* Work instructions:
Write the data below out in full, exactly as it stands.

········

PR #176, opened 2018-06-18
fix(format): deal with absent .clang-format

ofrobots:
This fixes a regression in v0.7.0.

### DIFF
--- a/src/format.ts
+++ b/src/format.ts
@@ -13,12 +13,16 @@
  * See the License for the specific language governing permissions and
  * limitations under the License.
  */
+import * as fs from 'fs';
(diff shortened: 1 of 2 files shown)


src/format.ts
```diff
@@ -33,6 +37,13 @@ export async function format(
     fix = false;
   }
 
+  // If the project has a .clang-format – use it. Else use the default as a
```
jinwoo: Nit. The last `a` -> `an`.

jinwoo:
Some tests are failing though.

ofrobots:
Tests fixed.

········

* Answer to this problem:
PR #176, opened 2018-06-18
fix(format): deal with absent .clang-format

ofrobots:
This fixes a regression in v0.7.0.

### DIFF
--- a/src/format.ts
+++ b/src/format.ts
@@ -13,12 +13,16 @@
  * See the License for the specific language governing permissions and
  * limitations under the License.
  */
+import * as fs from 'fs';
(diff shortened: 1 of 2 files shown)


src/format.ts
```diff
@@ -33,6 +37,13 @@ export async function format(
     fix = false;
   }
 
+  // If the project has a .clang-format – use it. Else use the default as a
```
jinwoo: Nit. The last `a` -> `an`.

jinwoo:
Some tests are failing though.

ofrobots:
Tests fixed.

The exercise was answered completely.